If you want to be creative, fall in love with something.

Introducing the intrinsic motivation theory of creativity, developed by my colleague Dr. Teresa Amabile of Harvard University.  Here it is: People will be most creative when they feel motivated primarily by the interest, enjoyment, challenge and satisfaction of the work itself… and not by external pressures or rewards.

This differs from extrinsic motivation where people are motivated by some external reward for performing the task,  like being paid to do a job or earning a grade in a class. Simply put, persons who engage in an activity primarily out of their own interest in it are intrinsically motivated.  People who engage in activity in order to obtain some goal that is not related to the task are extrinsically motivated.

When the novelist John Irving was interviewed and asked why he writes, his answer was:

“The unspoken factor is love.  The reason I can work so hard at my writing is that it’s not work to me.
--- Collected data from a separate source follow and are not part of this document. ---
PR #117, opened 2020-06-18
Remove IPIP tunnels from GCP Calico Networking

### LINKED ISSUE #115: Remove IPIP Tunnels from GCP
/area networking
/kind enhancement

Today, the `cloud-controller-manager` is used to configure routes on GCP (`configure-cloud-routes=true`), however these routes are not used since we are utilizing CNI tunnels (e.g., IPIP or VxLAN) to enabled pod-connectivity cross nodes and zones. 

To completely remove tunnels for GCP, we would need to disable IPIP tunnels on Calico (e.g., via a webhook similar to Azure Setup `backend=none`). Furthermore, we need to deploy [`ip-masq-agent`](https://github.com/kubernetes-sigs/ip-masq-agent) to prevent Pod generated traffic from being blocked by the GCP infrastructure . 

**Why is this needed**:
- Improve pod routing performance. 
- Avoid possible overlaps between tunnel and cluster CIDRs.
- Eliminate MTU inconsistencies.

zanetworker:

/area networking
/kind enhancement
/priority normal
/platform gcp

This PR removes tunnel usage in GCP by setting Calico backend to `none` and adding an `ip-masq-agent` that NATs traffic to the outside. More information in #115. 

Fixes #115 

**Release note**:

```improvement operator
GCP networking with Calico is now tunnel-free (i.e., no IPIP cross communication between nodes). For more information, please check the documentation (docs/usage-as-end-user.md).
```


go.mod
```diff
@@ -9,6 +9,7 @@ require (
 	github.com/frankban/quicktest v1.9.0 // indirect
 	github.com/gardener/etcd-druid v0.3.0
 	github.com/gardener/gardener v1.6.0
+	github.com/gardener/gardener-extension-networking-calico v1.8.1-0.20200618083450-4112b60d1bac
```
rfranzke, line 12: Can you reference a released version?

pkg/webhook/network/mutate.go
```diff
@@ -0,0 +1,56 @@
+// Copyright (c) 2019 SAP SE or an SAP affiliate company. All rights reserved. This file is licensed under the Apache Software License, v. 2 except as noted otherwise in the LICENSE file
```
rfranzke, line 1:
```suggestion
// Copyright (c) 2020 SAP SE or an SAP affiliate company. All rights reserved. This file is licensed under the Apache Software License, v. 2 except as noted otherwise in the LICENSE file
```

charts/images.yaml
```diff
@@ -55,3 +55,9 @@ images:
   sourceRepository: github.com/kubernetes-csi/livenessprobe
   repository: quay.io/k8scsi/livenessprobe
   tag: "v2.0.0"
+
+
+- name: ip-masq-agent
+  sourceRepository: github.com/kubernetes-sigs/ip-masq-agent
+  repository:  k8s.gcr.io/ip-masq-agent-amd64
```
rfranzke, line 62:
```suggestion
  repository: k8s.gcr.io/ip-masq-agent-amd64
```

charts/images.yaml
```diff
@@ -55,3 +55,9 @@ images:
   sourceRepository: github.com/kubernetes-csi/livenessprobe
   repository: quay.io/k8scsi/livenessprobe
   tag: "v2.0.0"
+
+
```
rfranzke, line 59:
```suggestion
```

charts/internal/shoot-system-components/charts/ip-masq-agent/templates/daemonset.yaml
```diff
@@ -0,0 +1,50 @@
...
+            privileged: true
+{{- if .Values.resources }}
+          resources:
+{{ toYaml .Values.resources | indent 12 }}
+{{- end }}
+          volumeMounts:
+            - mountPath: /etc/config
+              name: config
+      volumes:
+        - configMap:
```
rfranzke, line 43: Where is this config coming from? I don't see it being created anywhere.

go.mod
zanetworker: no released version with this, figured this dependency after I did the release (gardener is vendored to 1.6 here which brought the generic actuator refactor in). Or I do another major release with 1 commit ...

charts/internal/shoot-system-components/charts/ip-masq-agent/templates/daemonset.yaml
zanetworker: its not, its optional later if live-config is required, have a look [here](https://github.com/kubernetes-sigs/ip-masq-agent) "As a result, the agent can be reconfigured in a live cluster by creating or editing this ConfigMap"

zanetworker:
> Looks good overall. Is this something that end-users should be aware of (as it's not configurable and rolled out to all shoots by default)? Does it make sense to mention it in the `docs/usage-as-end-user.md`?

the change should be transparent to the users, so there is no action required but probably a good to know. I guess the release note should be enough as a disclaimer?

go.mod
rfranzke: OK, we should update it then when a new version is available. It should not be critical as only APIs are used. OK for now then.

charts/internal/shoot-system-components/charts/ip-masq-agent/templates/daemonset.yaml
rfranzke: OK, interesting. I think it's not obvious from the manifest itself, so probably a comment would help to understand what is going on with this configmap.

rfranzke:
> the change should be transparent to the users, so there is no action required but probably a good to know. I guess the release note should be enough as a disclaimer?

Great, yes, should be enough then. Does it make sense to make people aware that they can (re)configure this `ip-masq-agent` with this config map?

zanetworker:
@rfranzke My last push was to rebase, as g/g was  vendored to 1.6.3 instead.

PR #175, opened 2020-09-15
Migration from in-tree to out-of-tree MCM controllers

### LINKED ISSUE #174: Move from in-tree to out-of-tree MCM

/area dev-productivity
/kind enhancement
/priority normal
/platform gcp

We would like to split the MCM code base into two different pods using the OOT approach in MCM - https://github.com/gardener/machine-controller-manager/pull/460. 

**Why is this needed**:
This would ease the maintenance of the provider specific MCM code independently.

prashanth26:

/area dev-productivity
/kind enhancement
/priority normal
/platform gcp

We would like to split the MCM code base into two different pods using the OOT approach in MCM - https://github.com/gardener/machine-controller-manager/pull/460.

Fixes #174

The following is the approach that I have used,
- Find any existing old machineClass CRDs (GCPMachineClasses), and set deletion timestamps on them during deploy machineClass.
- Update the charts to deploy the new machine class instead of the older one. 

I will update the MCM-GCP provider image by the time this review is done. Also, add and update the tests accordingly. In the meantime, opened up this PR for your opinion on the approach and to identify if anything could be done better. 

**Release note**:

```noteworthy operator
The worker controller now deploys MachineClass CR instead of GCPMachineClass. It also sets the deletion timestamp on any existing old GCPMachineClass CRs. Any migration of existing GCPMachineClass to the newMachineClass occurs implicitly without causing rollouts of existing nodes/VMs.
```
```noteworthy operator
The MCM is deployed using the out-of-tree style of deployment. More details can be at [MCM PR#460](https://github.com/gardener/machine-controller-manager/pull/460).
```

### DIFF
--- a/pkg/controller/worker/machines.go
+++ b/pkg/controller/worker/machines.go
@@ -22,6 +22,8 @@ import (
 	"strings"
 
 	"github.com/gardener/gardener/pkg/apis/extensions/v1alpha1"
+	"github.com/pkg/errors"
+	"sigs.k8s.io/controller-runtime/pkg/client"
 
 	apisgcp "github.com/gardener/gardener-extension-provider-gcp/pkg/apis/gcp"
 	gcpapi "github.com/gardener/gardener-extension-provider-gcp/pkg/apis/gcp"
@@ -34,6 +36,7 @@ import (
 	"github.com/gardener/gardener/pkg/client/kubernetes"
 	machinev1alpha1 "github.com/gardener/machine-controller-manager/pkg/apis/machine/v1alpha1"
 	computev1 "google.golang.org/api/compute/v1"
+	"k8s.io/apimachinery/pkg/api/meta"
 	"k8s.io/apimachinery/pkg/runtime"
 )
 
@@ -43,14 +46,25 @@ var (
 
 const maxGcpLabelCharactersSize = 63
 
-// MachineClassKind yields the name of the GCP machine class.
+// MachineClassKind yields the name of the machine class kind used by GCP provider.
 func (w *workerDelegate) MachineClassKind() string {
-	return "GCPMachineClass"
+	return "MachineClass"
 }
 
-// MachineClassList yields a newly initialized GCPMachineClassList object.
+// MachineClassList yields a newly initialized MachineClassList object.
 func (w *workerDelegate) MachineClassList() runtime.Object {
-	return &machinev1alpha1.GCPMachineClassList{}
+	return &machinev1alpha1.MachineClassList{}
+}
+
+// cleanupOldMachineClasses sets deletionTimestamp on any older version machine class CRs.
+func (w *workerDelegate) cleanupOldMachineClasses(ctx context.Context, namespace string, machineClassList runtime.Object, wantedMachineDeployments worker.MachineDeployments) error {
+	if err := w.Client().List(ctx, machineClassList, client.InNamespace(namespace)); err != nil {
+		return err
+	}
+
+	return meta.EachListItem(machineClassList, func(machineClass runtime.Object) error {
+		return w.Client().Delete(ctx, machineClass)
+	})
 }
 
 // DeployMachineClasses generates and creates the GCP specific machine classes.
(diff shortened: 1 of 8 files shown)


prashanth26:
reviewed/do-not-merge

pkg/controller/worker/machines.go
```diff
@@ -43,14 +46,29 @@ var (
...
+	if err := w.Client().List(ctx, machineClassList, client.InNamespace(namespace)); err != nil {
+		return err
+	}
+
+	return meta.EachListItem(machineClassList, func(machineClass runtime.Object) error {
+		if err := w.Client().Delete(ctx, machineClass); err != nil {
+			return err
+		}
+
+		return nil
```
rfranzke, line 70:
```suggestion
		return w.Client().Delete(ctx, machineClass)
```

pkg/controller/worker/machines_test.go
```diff
@@ -494,7 +494,7 @@ var _ = Describe("Machines", func() {
 						},
 					}
 				}
-				It("should return the expected machine deployments when disableExternal IP is true with profile image types", func() {
+				XIt("should return the expected machine deployments when disableExternal IP is true with profile image types", func() {
```
rfranzke, line 497: XIt? :)

rfranzke (commented):
Is there a document that explains how the migration works? :)

prashanth26 (commented):
There are two parts to migration 

Migration of GCPMachineClass to MachineClass only using MCM (without Gardener). This is something that has been documented - [here](https://github.com/gardener/machine-controller-manager/blob/master/docs/development/machine_error_codes.md#generatemachineclassformigration) in the MCM documentation. 

However, in the context of Gardener, the migration is done by Gardener and not by MCM. I haven't documented anything until now, But this something how the flow looks like from Gardener point of view (I can document this)

- The MCM deployment is first updated by the Gardener to deploy 2 pods, MCM and Machine-controller-provider and will wait for the rolling update to go through - https://github.com/gardener/gardener/blob/master/extensions/pkg/controller/worker/genericactuator/machine_controller_manager.go#L84-L86. 
- The worker controller first sets deletion timestamps on existing GCPMachineClasses. The MCM (in tree GCPMachineClass reconciler) in turn will wait for all references to these GCPMachineClasses to change to zero after which it deletes them.
- The extension chart then deploys the new `MachineClass` objects corresponding to the `charts`. And MCM (MachineDeployment) code is modified to avoid rolling updates on changing of just classKind like here - https://github.com/gardener/gardener/blob/master/extensions/pkg/controller/worker/genericactuator/actuator_reconcile.go#L298.

pkg/controller/worker/machines_test.go
prashanth26: Yes, there was an issue while mocking the ListGCPMachinesCall. I have fixed it and now all the existing tests are working and this line is no longer `XIt()` :)

rfranzke:
Thanks @prashanth26. I guess this will not result in a rolling update of the machines, or?

prashanth26:
> Thanks @prashanth26. I guess this will not result in a rolling update of the machines, or?

Yes, you are right. This will not result in a rolling update. Existing machines will continue to run as it is today. The MCM logic is modified to exactly act accordingly.

hardikdr:
Btw how does it affect the clusters with ongoing roll-outs ? Probably related more to the mcm-gcp-provider, but just curious.

Minor nit in releae note: `s/set's/sets/g`

prashanth26:
> Minor nit in releae note: `s/set's/sets/g`

Updated the release note. 

> Btw how does it affect the clusters with ongoing roll-outs? Probably related more to the mcm-gcp-provider, but just curious.

Ongoing cluster rollouts should continue the rollout as it is today. As we are only updating the `kind` field that no longer causes rollouts. However, I shall verify the same by running local tests as well.

hardikdr (approved):
/lgtm

rfranzke (approved):
/lgtm

prashanth26:
/unhold i have updated the docker images to release versions. I have updated the release notes to keep it more meaningful. 

I was wondering if I should create any explicit doc to explain the process of migration in the gardener-extension-gcp context? if yes, should I add it as a new file under the docs/ section?

rfranzke:
> I was wondering if I should create any explicit doc to explain the process of migration in the gardener-extension-gcp context? if yes, should I add it as a new file under the docs/ section? or is the release notes understandable and enough?

Hm, there is not much GCP-specific "process", right? IMO no additional doc is necessary. You can have a pointer to a general migration document which is maintained in the MCM repo in this release note here.

PR #217, opened 2020-12-01
Readd role label key to pod template of mcm and ccm

ialidzhikov:
/kind bug

In #214 I missed that the dependency-watchdog-endpoint component is currently using `garden.sapcloud.io/role` to select pods to restart in case the kube-apiserver is in CrashLoopBackOff and it is recovered after it. Let's readd the label to prevent regressing this behaviour of dependency-watchdog-endpoint. 
I added the label only to the pod template and not to the deployment to prevent shoot care controller of gardenlet to select the deployments for healthchecks (their healthchecks are already performed by the extension itself).

**Release note**:

```other operator
NONE
```


DockToFuture (approved):
/lgtm

PR #7, opened 2016-08-17
misc fixes for issues encountered when building CUDA apps

jackmitch:


madisongh:
These all look good.  Thanks!

PR #11, opened 2016-09-21
linux: enable SWAP in defconfig

jackmitch:


madisongh:
Any particular reason for having this turned on by default?

jackmitch:
I would say the ability to have a swap file/partition is a pretty standard assumption on Linux. I also imagine that the tegra is quite often used for processing neural nets which can very easily exceed the 4G on the board. I'm not too fussed either way and can carry it as a override in my own layer.

madisongh:
Thanks, I'll think about it.  Swap isn't typically used on embedded systems, but the TX1 isn't typical.

madisongh:
I've gone ahead and merged this.  Thanks!

PR #17, opened 2016-10-21
RFC: add support for tegra tk1 (tegra124) machine

jackmitch:
Just an RFC for now to see if this is something you would be willing take in the main layer. There is still room for improvement but this is the majority of the work done. Let me know your thoughts on it.

Boot and CUDA application tested on a TK1 Development board.

Notable missing support:
- Flashtool type image
- cudnn/visonworks support
- X11 integration (binaries installed, but our image doesn't use X11 so untested)

A major quirk is that its built using the Linaro GCC 4.9 compiler support form meta-linaro-toolchain, this is due to CUDA 6.5 only supporting the GCC 4.x series compilers. It's very hard to work around as the C++ ABI changed in GCC 5.x which means the pre-compiled binary CUDA libs won't link if a newer compiler with additional workarounds is used (days were wasted on fighting this!).


madisongh:
Overall, this looks great.

I'm not sure what to do about the gcc 4.9 dependency - we have a similar problem with CUDA 8.0, which isn't compatible with gcc 6, but at least gcc 5.x is still available in oe-core morty/master.

I'm traveling at the moment, but I'll give these changes a try when I return. Many thanks!

jackmitch:
Yeah, the GCC requirements are a pain. In our layer I sed out the unsupported error and with a few choice GCC flags you can get CUDA apps to compile with GCC 6. However with the ABI breakage between 4 and 5 you can't do that, so I can't even hack it to get it to build with a currently supported oe-core GCC. I'll keep ticking it over and ask around to see if anybody has come across something similar.

madisongh:
I've been through some test builds and, modulo a few tweaks, things look good.

For kernel builds, I've added a patches-l4t-r21.5 branch to my linux-tegra repo and added a few patches so the the kernel builds with gcc 5 or 6 as the host compiler and gcc 5 as the cross compiler.  With that branch in place, I think we can collapse the separate kernel recipes back into one.

I tweaked the mesa-related bbappends to avoid collisions for the tk1 builds, mirroring what I did for tx1.

For CUDA builds, I had success using gcc 5 with two approaches:
* adding `-D_GLIBCXX_USE_CXX11_ABI=0` to CXXFLAGS for any recipes compiling C++ code that might be used by a CUDA recipe
* configuring the compiler and runtime with `--with-default-libstdcxx-abi=gcc4-compatible`
I had to delete the compiler version check in CUDA's `host_config.h` header file, too, of course.

How does that sound?  I can probably get to merging this in with these modifications over the weekend.

jackmitch:
Sounds great to me, good spot on the gcc4-compatible, that's what I was missing before and hence having trouble linking with nvlibs old ABI, everything else new ABI. If you want to push a testing branch I can also give it a whirl here.

madisongh:
I pushed a tegra-k1-wip branch.  It's missing the patch of host_config.h to remove the compiler version check, and still needs some additional cleanup.

I'm not sure whether the compiler config modification or the CXXFLAGS setting is the better approach, both are in there at the moment.

jackmitch:
I may be wrong here but I expect you would only need the compiler config modification, using the CXXFLAGS is redundant I think. However, I don't think you could use _only_ the CXXFLAGS as then all the other binaries in the system would have the new ABI and then the CUDA apps wouldn't be able to link with system libs.

I'll give the branch a go and report back if it builds before I get off today ;)

madisongh:
Yes, you're right, and I mentioned it because of the redundancy.  The extra CXXFLAGS setting shouldn't break anything, though, and I'll get it cleaned up before merging.

jackmitch:
OK, I can get CUDA apps to compile with GCC5 but GCC6 explodes, so we need a versioning in there to default to 5 as current master is default 6. What happens when 5 drops out of master I'm not sure... cross that bridge when we come to it.

madisongh:
Yeah, when I get some time I'll see if I can make gcc6 work as well.  Thanks!

madisongh:
Merged manually.  Many thanks!

PR #34, opened 2017-06-21
Kernel boot param tweaks for tegra186

sashko:


madisongh:
I'm not sure about these changes.   In my testing on my Jetson-TX2, U-Boot sets the `${devnum}` variable appropriately when it scans for the `extlinux.conf` file on the SDcard, and the kernel is able to mount the SDcard just fine.

Can you explain more about the problem you're trying to solve here?

sashko:
I use U-Boot 2016.07-g5971907 and in my testing on my Jetson-TX2, it doesn't, so the system doesn't boot from sd card.

JackKiefer:
I had to implement this fix as well.

madisongh:
Have you modified your kernel configuration to disable `CONFIG_DEVTMPFS_MOUNT`?   Because that is set in the `defconfig` provided in the layer, so the extra parameter should be redundant.

And if you're booting via the `extlinux.conf` file, U-Boot should be setting `${devnum}`.  My U-Boot is also 2016.07-g5971907, the stock NVIDIA L4T R27.1 version.

A log of the serial console showing the problem might help.

Issue #42, opened 2017-08-16
u-boot: eMMC transfer speed significantly slower than stock u-boot on Tegra186


derekstraka:
When loading a kernel from the eMMC device, the stock u-boot is able to copy data at a rate of ~36.2 MiB/s while the yocto u-boot only transfers at ~314.5 KiB/s.

Stock u-boot:
```
Tegra186 (P2771-0000-500) # version
U-Boot 2016.07-g0ce7ca2 (Jul 20 2017 - 00:45:25 -0700)
aarch64-unknown-linux-gnu-gcc (GCC) 4.8.5
GNU ld (GNU Binutils) 2.24

Tegra186 (P2771-0000-500) # mmc info
Device: Tegra SD/MMC
Manufacturer ID: 11
OEM: 100
Name: 032G3 
Tran Speed: 52000000
Rd Block Len: 512
MMC version 5.1
High Capacity: Yes
Capacity: 29.1 GiB
Bus Width: 8-bit
Erase Group Size: 512 KiB
HC WP Group Size: 4 MiB
User Capacity: 29.1 GiB WRREL
Boot Capacity: 4 MiB ENH
RPMB Capacity: 4 MiB ENH

Retrieving file: /boot/Image
20280368 bytes read in 534 ms (36.2 MiB/s)
```

Built u-boot:
```
Tegra186 (P2771-0000-500) # version
U-Boot 2016.07 (Aug 16 2017 - 13:55:00 +0000)
aarch64-poky-linux-gcc (GCC) 6.3.0
GNU ld (GNU Binutils) 2.28.0.20170307

Retrieving file: /boot/Image-4.4.38-l4t-r28.1+gebda89f
10563776 bytes read in 32753 ms (314.5 KiB/s)

Tegra186 (P2771-0000-500) # mmc info
Device: Tegra SD/MMC
Manufacturer ID: 11
OEM: 100
Name: 032G3 
Tran Speed: 52000000
Rd Block Len: 512
MMC version 5.1
High Capacity: Yes
Capacity: 29.1 GiB
Bus Width: 8-bit
Erase Group Size: 512 KiB
HC WP Group Size: 4 MiB
User Capacity: 29.1 GiB WRREL
Boot Capacity: 4 MiB ENH
RPMB Capacity: 4 MiB ENH
```

derekstraka:
I'm guessing the clock rate isn't being set correctly on the yocto version of the bootloader.

derekstraka:
[...]

PR #44, opened 2017-08-18
image_types_tegra: allow the underlying filesystem type to be overridden

derekstraka:
The usage of ext4 with a yocto image can cause slow loading of the kernel image from
u-boot (See #42).  As a workaround, an ext3 filesystem can be used, so allow
integrators to override the default ext4 filesystem.


madisongh:
Thanks

PR #48, opened 2017-09-22
Pyro l4t r28.1

iyadq:
The proposed patches make use of machine definitions consistent and distinct from SOC.  Patches were build validated with core-image-minimal and tegra{186|210}-minimal-initramfs.


madisongh:
The `tegra<nnn>`s are the SOC family designators (from `soc-family.inc` in OE-Core), rather than MACHINEs.  This makes it easy to create other MACHINEs that use the same SOC/SOM without having to update the compatibility settings for all the recipes.

The `jetson-<xxx>`  MACHINEs are the development boards, and while that's not an ideal naming, it's consistent with common usage.  There's no issue with having hyphens in MACHINE names.

I originally created a separate `-minimal-init` and `-minimal-initramfs` recipes for the TX2 (tegra186) because I wasn't sure I could share the same recipes between TX1 and TX2.  Now that support for the TX2 is in place, it looks like we can, so if you'd like to rework the patches to include just those changes, that would be great, thanks!

PR #50, opened 2017-09-28
linux-tegra_4.4.bb: Change AUTOREV to specific commit hash

BassemMohsen:
Having AUTOREV prevents yocto reproducible offline builds
based on previous downloaded sources.

This is important when releasing the sources to customer and guarantee
that
it's the same source code used in their released binaries.

Having a floating AUTOREV means less control over the source code used.


madisongh:
Thanks, I meant to go back to a fixed srcrev once I had got a base set of patches in place.

PR #52, opened 2017-10-04
Use KB for  IMAGE_ROOTFS_ALIGNMENT value.

stammw:
As stated in meta/classes/image_types.bbclass:7, IMAGE_ROOTFS_ALIGNMENT is in KB.


stammw:
Sure, all three files are now corrected.

madisongh:
Thanks!

PR #55, opened 2017-11-10
image_types_tegra: include flashtools to tegraflash package

sapiippo:
Add all the necessary tools from ${SOC_FAMILY}-flashtools-native
to the tegraflash zip, so it can be flashed without needing the
tools available separately.


madisongh:
Thanks for this, it's something I've been meaning to add but hadn't got round to.

PR #66, opened 2018-04-01
Various small fixes

shr-project:
I don't use tegra for anything, these are just fixes for build issues detected by my world builds when includes meta-tegra layer while building for other MACHINEs.


madisongh:
Thanks, Martin, much appreciated.  I've manually merged most of these, with a couple of modifications.  The kernel gcc-7 build issue should already be fixed in master due to some patches in the kernel repository.

Thanks again!

shr-project:
Hi Matt, thanks for quick merge.

The first commit "tegra-libraries: add runtime dependency on pango and cairo" also doesn't seem to be merged, was it intentionally skipped?

I'll send similar pull requests for morty, pyro and rocko now.

shr-project:
Ah I see that it's not needed in master anymore after:

commit 4eec72b41f20a69ff7e9a3486e6b5df1c497aed6
Author: Matt Madison <matt@madison.systems>
Date:   Tue Apr 3 15:46:37 2018 -0700

    tegra-libraries: split libnvosd.so out into separate package
    
    and add pango and cairo to its runtime dependencies.

will try to rebuild world with my change dropped.

PR #85, opened 2018-04-26
alsa shipp into /etc/

BarbareBzhdev:
Need to set ship package to fix error `alsa-state: 1 installed and not shipped files. [installed-vs-shipped]`


recipes-bsp/alsa-state/alsa-state.bbappend
```diff
@@ -9,3 +9,5 @@ do_install_append_tegra() {
 RCONFDEPS = ""
 RCONFDEPS_tegra = "tegra-configs-alsa"
 RDEPENDS_${PN} += "${RCONFDEPS}"
+
+FILES_${PN} += "/etc"
```
madisongh: Could you change the `/etc` there to `"${sysconfdir}"`?

madisongh:
Thanks!

PR #93, opened 2018-07-24
linux-tegra: add GCC 8 support

martingkelly:
There are a number of GCC 8-related compile issues. With these patches,
linux-tegra compiles properly with GCC 8. These patches are mostly
workarounds, as the final fixes are either not yet merged upstream or
many patches, which will likely cause merge conflicts. When we move to
another Linux kernel version, we should drop these patches.

Signed-off-by: Martin Kelly <mkelly@xevo.com>


madisongh:
Thanks, @martingkelly, for the patches.  I have pulled them directly into the `patches-l4t-r28.2` branch in [linux-tegra](https://github.com/madisongh/linux-tegra) and will just update the SRCREV here.

madisongh:
I have pushed the SRCREV update that includes these patches.  Thanks again!

martingkelly:
Thanks!

PR #709, opened 2021-05-12
python3-jetcam: new package

brgl:
This adds a recipe for python3-jetcam - an easy to use Python camera interface for NVIDIA Jetson. It depends on packages available in OE-core and meta-openembedded.

### DIFF
--- a/recipes-devtools/python/python3-jetcam_git.bb
+++ b/recipes-devtools/python/python3-jetcam_git.bb
@@ -1,0 +1,17 @@
+SUMMARY = "Easy to use Python camera interface for NVIDIA Jetson"
+LICENSE = "MIT"
+LIC_FILES_CHKSUM = "file://LICENSE.md;md5=295ba21d3c8eb4396383d735495fbe6e"
+
+inherit setuptools3
+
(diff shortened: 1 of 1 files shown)


brgl:
I guess the build fails because the autobuilder doesn't include meta-openembedded & meta-python in the build? Can we make meta-tegra depend on these?

madisongh:
I really don't want to add layer dependencies for the base BSP layer, but we could create either another repo, or create a subdirectory here, with another layer to host these kinds of recipes.  How does that sound?

brgl:
Sounds good! A new repo might be a bit too much for a single recipe. We have `meta-tegra/contrib`. How about `meta-tegra/extra` for this type of jetson-specific additions?

madisongh:
We talked about this at the OE4T monthly meeting today, and decided to go ahead with creating a separate repo.  I've added your commit here and #600 to the [initial population PR](https://github.com/OE4T/meta-tegra-community/pull/1) I've opened in the new repo.

madisongh:
This has been merged into [meta-tegra-community](https://github.com/OE4T/meta-tegra-community).  Thanks!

Or, as I have said before, work is pleasure to me.  I work, and always have, quite obsessively. I can’t just write for four or five hours and then turn the book off. I wake up in the middle of the night and I’m writing it.”

According to Amabile, this remark by Irving echoes that of the Nobel prize winning physicist Arthur Schawlow:

“ The labor of love aspect is important.  The successful scientists are not the most talented, but the ones that are just impelled by curiosity.  They’ve got to know what the answer is.”

For some, intrinsic motivation appears as passion. Passion to do something for its own sake, because it is interesting, enjoyable, satisfying or personally challenging.  It comes from within.


The contemporary artist Fotini Galanes has this to say about intrinsic motivation. 

“People ask me: ‘How do you get so much work done?  How do you draw every day?’ Some of my friends call this discipline. But for me, my work has nothing to do with discipline. It is an insatiable need. I don’t know any other way. If I am not working, I am not happy.  I have to consciously teach myself to relax and be with friends or with my son and not feel guilty about not working.” 

Some of the best advice I ever received about life and a career was given to me by my university mentor, Dr. Jim Wanner now professor emeritus of Anthropology at the University of Northern Colorado. 

When I told Jim in 1977 that I was planning to move from Greeley, Colorado to Buffalo, New York to study creativity, I had no idea if I could make a living in this work.  He gave me this piece of advice, “It has been my experience that if you do what you love, then the money will generally follow.”

That is the same advice that I give to all of my students when they ask what they should do in the future. That is the advice that I gave to my daughter as she was growing up. 

What is it that you love?  What is it that you are passionate about? What must you do? 

Whatever it is, do it for love. Do it to make a difference in the world.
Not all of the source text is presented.